> [ABOUT THIS EXERCISE]
Could you find every line in the entries below that holds the word "have" and copy it?

** Opening INPUT block **

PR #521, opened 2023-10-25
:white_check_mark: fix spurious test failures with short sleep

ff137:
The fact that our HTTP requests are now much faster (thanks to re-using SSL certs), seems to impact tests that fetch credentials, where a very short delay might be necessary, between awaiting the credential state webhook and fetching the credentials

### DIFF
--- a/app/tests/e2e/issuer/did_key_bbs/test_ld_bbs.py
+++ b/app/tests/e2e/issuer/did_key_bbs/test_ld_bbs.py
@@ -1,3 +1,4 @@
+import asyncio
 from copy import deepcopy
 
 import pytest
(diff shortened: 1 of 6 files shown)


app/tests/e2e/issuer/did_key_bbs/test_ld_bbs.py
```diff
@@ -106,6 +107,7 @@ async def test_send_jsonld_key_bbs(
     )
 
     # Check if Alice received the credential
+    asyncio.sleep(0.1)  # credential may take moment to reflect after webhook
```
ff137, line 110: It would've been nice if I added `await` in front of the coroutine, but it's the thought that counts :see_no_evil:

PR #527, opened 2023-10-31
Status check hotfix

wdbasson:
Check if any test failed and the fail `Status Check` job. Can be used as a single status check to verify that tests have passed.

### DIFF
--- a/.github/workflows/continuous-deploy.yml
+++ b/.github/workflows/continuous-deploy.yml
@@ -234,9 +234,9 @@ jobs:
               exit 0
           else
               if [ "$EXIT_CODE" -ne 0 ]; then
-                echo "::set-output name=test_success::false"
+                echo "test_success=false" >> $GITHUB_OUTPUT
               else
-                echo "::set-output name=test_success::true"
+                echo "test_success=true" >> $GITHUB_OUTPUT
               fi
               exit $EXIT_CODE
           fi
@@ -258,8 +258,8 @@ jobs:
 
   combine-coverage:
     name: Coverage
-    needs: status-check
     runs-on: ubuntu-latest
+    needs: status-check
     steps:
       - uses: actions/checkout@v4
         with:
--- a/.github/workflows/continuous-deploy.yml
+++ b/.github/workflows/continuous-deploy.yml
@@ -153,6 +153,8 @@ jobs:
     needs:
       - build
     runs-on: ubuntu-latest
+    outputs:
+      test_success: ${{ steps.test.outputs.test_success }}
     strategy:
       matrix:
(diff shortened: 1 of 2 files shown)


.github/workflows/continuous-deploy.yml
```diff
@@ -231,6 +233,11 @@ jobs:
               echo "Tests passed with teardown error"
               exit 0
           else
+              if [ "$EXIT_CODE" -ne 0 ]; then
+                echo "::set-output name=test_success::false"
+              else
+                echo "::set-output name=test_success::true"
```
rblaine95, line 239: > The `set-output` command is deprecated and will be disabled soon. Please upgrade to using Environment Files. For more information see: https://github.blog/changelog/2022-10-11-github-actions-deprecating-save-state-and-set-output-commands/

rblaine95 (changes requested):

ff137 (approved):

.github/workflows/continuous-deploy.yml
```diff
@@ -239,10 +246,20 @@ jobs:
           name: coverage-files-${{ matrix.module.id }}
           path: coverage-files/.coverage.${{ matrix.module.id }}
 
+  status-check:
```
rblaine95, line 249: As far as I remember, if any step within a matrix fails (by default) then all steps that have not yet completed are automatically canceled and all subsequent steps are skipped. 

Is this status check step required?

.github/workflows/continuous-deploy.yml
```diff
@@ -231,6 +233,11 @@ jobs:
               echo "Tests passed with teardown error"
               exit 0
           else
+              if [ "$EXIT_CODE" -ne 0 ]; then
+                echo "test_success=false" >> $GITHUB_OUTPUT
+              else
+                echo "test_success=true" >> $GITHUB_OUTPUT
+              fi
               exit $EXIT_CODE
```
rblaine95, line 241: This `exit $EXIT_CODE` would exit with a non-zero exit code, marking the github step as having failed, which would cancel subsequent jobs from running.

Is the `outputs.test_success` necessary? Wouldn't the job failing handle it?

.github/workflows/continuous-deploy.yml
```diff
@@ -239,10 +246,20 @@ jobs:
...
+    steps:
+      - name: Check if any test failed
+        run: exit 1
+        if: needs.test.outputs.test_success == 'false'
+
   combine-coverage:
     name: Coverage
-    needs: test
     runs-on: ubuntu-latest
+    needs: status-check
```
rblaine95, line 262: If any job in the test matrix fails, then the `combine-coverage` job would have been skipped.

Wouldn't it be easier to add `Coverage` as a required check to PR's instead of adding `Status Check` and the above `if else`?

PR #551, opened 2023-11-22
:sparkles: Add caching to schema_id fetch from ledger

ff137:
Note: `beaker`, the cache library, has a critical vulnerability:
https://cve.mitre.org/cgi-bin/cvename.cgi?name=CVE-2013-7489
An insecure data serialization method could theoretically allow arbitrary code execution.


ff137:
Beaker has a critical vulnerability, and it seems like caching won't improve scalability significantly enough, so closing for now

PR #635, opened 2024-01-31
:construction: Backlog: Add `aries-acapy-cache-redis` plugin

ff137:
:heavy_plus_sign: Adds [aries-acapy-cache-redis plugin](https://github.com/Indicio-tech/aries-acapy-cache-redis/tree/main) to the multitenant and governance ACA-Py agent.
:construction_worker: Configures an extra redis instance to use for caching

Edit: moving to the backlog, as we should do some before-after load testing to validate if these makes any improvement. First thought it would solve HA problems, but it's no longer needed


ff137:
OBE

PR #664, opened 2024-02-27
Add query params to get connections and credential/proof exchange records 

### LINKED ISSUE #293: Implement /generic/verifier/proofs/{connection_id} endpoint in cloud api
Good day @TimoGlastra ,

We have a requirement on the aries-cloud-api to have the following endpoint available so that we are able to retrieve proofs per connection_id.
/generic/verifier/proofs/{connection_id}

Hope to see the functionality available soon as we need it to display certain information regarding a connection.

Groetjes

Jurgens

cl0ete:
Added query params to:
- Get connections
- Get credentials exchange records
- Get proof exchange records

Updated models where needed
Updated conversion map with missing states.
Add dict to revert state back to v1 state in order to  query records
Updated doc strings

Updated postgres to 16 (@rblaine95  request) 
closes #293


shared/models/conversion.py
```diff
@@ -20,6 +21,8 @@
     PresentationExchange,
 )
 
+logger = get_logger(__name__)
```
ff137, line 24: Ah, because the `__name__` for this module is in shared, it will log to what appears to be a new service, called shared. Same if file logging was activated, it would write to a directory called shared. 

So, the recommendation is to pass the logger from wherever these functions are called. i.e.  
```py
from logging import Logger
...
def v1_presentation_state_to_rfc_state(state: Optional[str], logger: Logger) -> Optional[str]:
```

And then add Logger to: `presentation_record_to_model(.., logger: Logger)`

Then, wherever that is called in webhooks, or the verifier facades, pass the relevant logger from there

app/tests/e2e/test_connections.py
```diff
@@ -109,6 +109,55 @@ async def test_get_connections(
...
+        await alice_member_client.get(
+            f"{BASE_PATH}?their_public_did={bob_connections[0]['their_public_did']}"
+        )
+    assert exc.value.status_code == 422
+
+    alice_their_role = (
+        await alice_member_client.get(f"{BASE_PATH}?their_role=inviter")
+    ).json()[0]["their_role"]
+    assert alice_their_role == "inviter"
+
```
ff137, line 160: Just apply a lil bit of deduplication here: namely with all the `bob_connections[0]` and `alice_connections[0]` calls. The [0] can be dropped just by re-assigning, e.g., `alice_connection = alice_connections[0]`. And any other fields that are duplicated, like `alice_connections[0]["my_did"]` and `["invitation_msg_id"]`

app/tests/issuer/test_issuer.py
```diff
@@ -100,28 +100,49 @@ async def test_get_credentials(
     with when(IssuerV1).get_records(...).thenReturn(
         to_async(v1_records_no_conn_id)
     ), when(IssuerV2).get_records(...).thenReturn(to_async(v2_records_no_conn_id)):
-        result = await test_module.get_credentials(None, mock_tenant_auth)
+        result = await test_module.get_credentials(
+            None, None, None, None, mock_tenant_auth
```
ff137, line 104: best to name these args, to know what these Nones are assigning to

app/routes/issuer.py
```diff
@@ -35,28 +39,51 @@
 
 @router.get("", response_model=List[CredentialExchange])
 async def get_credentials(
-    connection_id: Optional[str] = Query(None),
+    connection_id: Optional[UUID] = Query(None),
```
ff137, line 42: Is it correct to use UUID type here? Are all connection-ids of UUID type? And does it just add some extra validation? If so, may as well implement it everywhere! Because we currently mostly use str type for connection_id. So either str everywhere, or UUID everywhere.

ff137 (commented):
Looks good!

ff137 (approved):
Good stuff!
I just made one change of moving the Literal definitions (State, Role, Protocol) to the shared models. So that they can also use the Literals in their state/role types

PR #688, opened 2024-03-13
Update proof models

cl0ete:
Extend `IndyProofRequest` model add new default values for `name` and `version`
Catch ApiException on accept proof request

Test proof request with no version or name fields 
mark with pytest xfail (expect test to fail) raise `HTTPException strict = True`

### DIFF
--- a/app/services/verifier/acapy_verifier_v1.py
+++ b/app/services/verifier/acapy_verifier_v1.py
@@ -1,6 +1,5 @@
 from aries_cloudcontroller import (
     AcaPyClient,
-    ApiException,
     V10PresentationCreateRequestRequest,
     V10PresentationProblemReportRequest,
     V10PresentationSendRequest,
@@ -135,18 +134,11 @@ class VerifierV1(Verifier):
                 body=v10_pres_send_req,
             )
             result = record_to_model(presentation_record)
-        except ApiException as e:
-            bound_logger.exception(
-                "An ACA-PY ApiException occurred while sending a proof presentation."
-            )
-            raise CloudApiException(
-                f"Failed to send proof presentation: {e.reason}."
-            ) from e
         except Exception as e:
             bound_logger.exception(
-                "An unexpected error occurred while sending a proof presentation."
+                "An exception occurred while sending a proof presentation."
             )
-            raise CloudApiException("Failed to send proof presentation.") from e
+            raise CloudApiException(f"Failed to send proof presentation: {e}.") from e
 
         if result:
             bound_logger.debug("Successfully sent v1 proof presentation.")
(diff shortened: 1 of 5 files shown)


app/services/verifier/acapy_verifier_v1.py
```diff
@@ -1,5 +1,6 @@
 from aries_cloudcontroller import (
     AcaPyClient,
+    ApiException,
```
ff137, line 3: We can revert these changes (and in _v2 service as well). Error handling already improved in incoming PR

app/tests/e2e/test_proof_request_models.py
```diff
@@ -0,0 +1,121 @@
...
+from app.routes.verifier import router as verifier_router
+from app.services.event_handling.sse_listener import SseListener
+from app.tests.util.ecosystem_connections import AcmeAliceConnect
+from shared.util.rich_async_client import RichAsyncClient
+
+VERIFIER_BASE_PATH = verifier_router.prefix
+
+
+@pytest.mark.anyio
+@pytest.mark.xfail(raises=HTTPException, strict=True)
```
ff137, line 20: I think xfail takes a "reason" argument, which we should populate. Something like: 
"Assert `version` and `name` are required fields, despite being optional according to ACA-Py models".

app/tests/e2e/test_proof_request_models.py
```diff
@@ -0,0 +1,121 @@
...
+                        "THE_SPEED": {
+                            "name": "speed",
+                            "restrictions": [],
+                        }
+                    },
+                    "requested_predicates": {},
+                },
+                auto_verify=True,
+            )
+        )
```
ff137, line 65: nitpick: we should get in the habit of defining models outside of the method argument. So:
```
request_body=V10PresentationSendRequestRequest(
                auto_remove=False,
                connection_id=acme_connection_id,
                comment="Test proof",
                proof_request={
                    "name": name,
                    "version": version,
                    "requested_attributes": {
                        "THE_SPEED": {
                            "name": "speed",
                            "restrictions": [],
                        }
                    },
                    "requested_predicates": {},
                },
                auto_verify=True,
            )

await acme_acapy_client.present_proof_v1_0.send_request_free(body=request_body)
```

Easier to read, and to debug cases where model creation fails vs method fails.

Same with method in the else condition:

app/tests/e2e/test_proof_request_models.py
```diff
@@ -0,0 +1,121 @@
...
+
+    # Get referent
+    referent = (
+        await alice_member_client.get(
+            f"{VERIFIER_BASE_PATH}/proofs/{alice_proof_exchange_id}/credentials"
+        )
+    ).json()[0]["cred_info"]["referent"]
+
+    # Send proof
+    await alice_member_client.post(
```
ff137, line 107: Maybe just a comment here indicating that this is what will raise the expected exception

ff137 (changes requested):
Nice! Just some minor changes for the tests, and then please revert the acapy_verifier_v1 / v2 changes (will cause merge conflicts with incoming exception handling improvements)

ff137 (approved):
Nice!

** Closing INPUT block **

> [REPLY TO THE EXERCISE]
Check if any test failed and the fail `Status Check` job. Can be used as a single status check to verify that tests have passed.
rblaine95, line 249: As far as I remember, if any step within a matrix fails (by default) then all steps that have not yet completed are automatically canceled and all subsequent steps are skipped. 
rblaine95, line 262: If any job in the test matrix fails, then the `combine-coverage` job would have been skipped.
We have a requirement on the aries-cloud-api to have the following endpoint available so that we are able to retrieve proofs per connection_id.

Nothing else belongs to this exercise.